By Justice Bufford, Abroad writer
I remember looking forward to this experience for the past two years. Susquehanna requires all undergraduates to go abroad during either a full semester or over the winter or summer break. I opted for the full semester. It is a nice change of pace from my home university and I do not have to stress too much over my grades.
I thought that I would have the time of my life while I was here. I always heard people say how great an experience it was and that they had so much fun. They would travel all throughout Europe or throughout the country and make friends quickly.
It was like a dream to me. An adventure that I could not wait to go on. It turns out that their words were tinged with hindsight.

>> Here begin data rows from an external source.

PR #2903, opened 2023-09-13
fix(dropdown): create label before changing value as in 2.8.8

### LINKED ISSUE #2902: [dropdown] onchange event on dropdown multiple is trigger differently from 28.8 to 29.3
# Bug Report
In our source code we do this on the onchange of a multiple dropdown.

```
$(document).ready(function() {
  $('.ui.dropdown').dropdown({
    onChange: function(value, text, $selectedItem) {
      $(this).find('.label').each(function() {
        let item = $(this).attr('data-value');
        console.log(item);
      })
    }
  });
});

```
When we add a value in 28.8 every element was correctly printed.
https://jsfiddle.net/gtoniolo/w3850tfn/7/

In 29.3 the just added element is not printed.
https://jsfiddle.net/gtoniolo/w3850tfn/1/

I do not find any clue in documentation. What's changed?

lubber-de:
## Description
This PR reverts the order change of add.value and add.label introduced in #1854
There was no reason doing so.

But this change now had an impact when trying to access the labels inside the onchange callback as the (new) labels are now not available yet when onChange is called (as it was unil 2.8.8) 

## Testcase
- Open console
- Select another language from the dropdown
### Broken
-> The new one is not logged
https://jsfiddle.net/gtoniolo/w3850tfn/1/

### Fixed
- The new one is logged
https://jsfiddle.net/lubber/5r0dv9ha/

## Closes
#2902

### DIFF
--- a/src/definitions/modules/dropdown.js
+++ b/src/definitions/modules/dropdown.js
@@ -2806,8 +2806,8 @@
                                             module.save.remoteData(selectedText, selectedValue);
                                         }
                                         if (settings.useLabels) {
-                                            module.add.value(selectedValue, selectedText, $selected, preventChangeTrigger);
                                             module.add.label(selectedValue, selectedText, shouldAnimate);
+                                            module.add.value(selectedValue, selectedText, $selected, preventChangeTrigger);
                                             module.set.activeItem($selected);
                                             module.filterActive();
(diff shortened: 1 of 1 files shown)


ko2in (approved):
LGTM.

PR #2909, opened 2023-09-21
feat(header): seamless attached variant

### LINKED ISSUE #2874: [header] doesn't support seemless attached variant
# Bug Report
Headers don't support `seemless` variants like attached segments do

## Steps to reproduce
```html
<div class="ui seamless top attached segment">
  <h3 class="ui header">
    Works!
  </h3>
</div>
<div class="ui seamless bottom attached segment">
  foo bar
</div>

<h3 class="ui seamless top attached header">
  Doesn't work!
</h3>
<div class="ui seamless bottom attached segment">
  foo bar
</div>
```

## Expected result
It's a nice feature for segments, it should work for headers too

## Actual result
https://jsfiddle.net/jkszwbxe/

## Screenshot (if possible)
image

## Version

2.9.2

ko2in:
## Description
The attached header doesn't support the seamless variant like the segment element which results in showing the border between the header and the attached element below.

This PR allows to have the attached header element with seamless variant that allows to remove the bottom border when it attaches with the another segment below.

## Testcase
**Before:** https://jsfiddle.net/jkszwbxe/

**After:** https://jsfiddle.net/ko2in/yoafg8mx/1/

## Screenshot

**Before:**
seamless-attached-header-not-supported

**After:**
seamless-attached-header-supported

## Closes
#2874

### DIFF
--- a/src/definitions/elements/header.less
+++ b/src/definitions/elements/header.less
@@ -467,6 +467,11 @@
     .ui.bottom.attached.header {
         border-radius: 0 0 @attachedBorderRadius @attachedBorderRadius;
     }
+    & when (@variationHeaderSeamless) {
+        .ui.seamless.attached.header {
+            border-bottom: none;
+        }
+    }
 
     /* Attached Sizes */
     .ui.attached.header:not(h1):not(h2):not(h3):not(h4):not(h5):not(h6) {
--- a/src/definitions/elements/header.less
+++ b/src/definitions/elements/header.less
@@ -468,7 +468,7 @@
         border-radius: 0 0 @attachedBorderRadius @attachedBorderRadius;
     }
     & when (@variationHeaderSeamless) {
-        .ui.seamless.attached.header {
+        .ui.seamless.attached:not(.bottom).header {
             border-bottom: none;
         }
     }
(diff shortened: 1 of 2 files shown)


src/definitions/elements/header.less
```diff
@@ -467,6 +467,11 @@
     .ui.bottom.attached.header {
         border-radius: 0 0 @attachedBorderRadius @attachedBorderRadius;
     }
+    & when (@variationHeaderSeamless) {
+        .ui.seamless.attached.header {
```
lubber-de, line 471: This would also remove the bottom border on a `seamless bottom attached header`. See https://jsfiddle.net/znLf2exm/

So please add `:not(.bottom)`
```suggestion
        .ui.seamless.attached:not(.bottom).header {
```

lubber-de (changes requested):
Just a little change request 😉 Please see comment and suggestion

src/definitions/elements/header.less
ko2in: Done :+1:

lubber-de (commented):
LGTM

lubber-de (approved):

lubber-de:
Docs added by https://github.com/fomantic/Fomantic-UI-Docs/pull/478

PR #2911, opened 2023-09-22
feat(form, input): support textarea with action button

### LINKED ISSUE #2814: [textarea] Textarea with action should be styled as close as possible as input
# Feature Request

`textarea` is basically an `input` that support multiple lines. Therefore I expect the same features as for input. The css should be generated for input/textarea as much as possible using deduplicated code/less.

Currently there are at least there differences:

a) the width is not the same for the same markup (input has `width: auto`)

b) textarea border is not "unrounded" for right (probably for left too) action
   - and the action height should be probably limited to standard action height as with regular one-line input

## Repro

https://jsfiddle.net/vhfrb2qt/1/

## Screenshot (if possible)

image

ko2in:
## Description
Supports textarea in the action input to display like the input field and the button stacked together.

## Testcase
**Before:** https://jsfiddle.net/vhfrb2qt/1/

**After:** https://jsfiddle.net/ko2in/5aco9q8m/

### Before
textarea-before

### After
textarea-after

## Closes
#2814

### DIFF
--- a/src/definitions/collections/form.less
+++ b/src/definitions/collections/form.less
@@ -441,7 +441,8 @@
         input[type="text"]:focus,
         input[type="file"]:focus,
         input[type="url"]:focus,
-        input[type="week"]:focus {
+        input[type="week"]:focus,
+        textarea:focus {
             border-top-right-radius: 0;
             border-bottom-right-radius: 0;
         }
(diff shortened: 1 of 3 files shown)


ko2in:
Made some adjustments and fixes. Here's the updated fiddle https://jsfiddle.net/ko2in/bgLfuvje/

lubber-de (approved):
LGTM! Great job fixing the width issues!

I love Scotland. This is true. It is really green here even though spring has yet to appear. The air is clean, but I can not stand the wind. I am meeting different people and I have successfully blended to university life here.
I do not know if it is that I am unwilling to find something more exciting or what, but it is like I am just living my life here. I quite seriously think that is the point.
However, every student I talk with about their abroad experience, talk about how much they traveled while abroad.
I decided to stay in Scotland and experience where I am. That is really the only way to learn about a culture. You have to connect with it in genuine moments of human interactions. Anything outside of that is staged.
And while I think cultural festivals and the like have their place in the world, although I do not think that is experiencing another culture.
I am convinced that to actually experience a culture you have to live it. I have lived in Scotland for a few months now and I have acclimated to my surroundings. Sometimes I go shopping. I am planning on going to a Chinese restaurant within the week.
There is a coffee shop that I will probably go to again. The church in town has questionable doctrine but really awe- some tea. I have never liked partying or going out, so I am not inclined to pub crawl. It is like I live here.
At the end of the day, I am still me even if I’m in another country. My life and the interests and the culture that I am a part of are only as exciting as I perceive my own life.
The value of my experiences are dependent on what I put in, but I can not bring myself to change my mindset.
At that point, my time here would seem disingenuous to the intended purpose of experiencing a new culture.
I am sure there is a silver lining somewhere. What that is, I have yet to discover.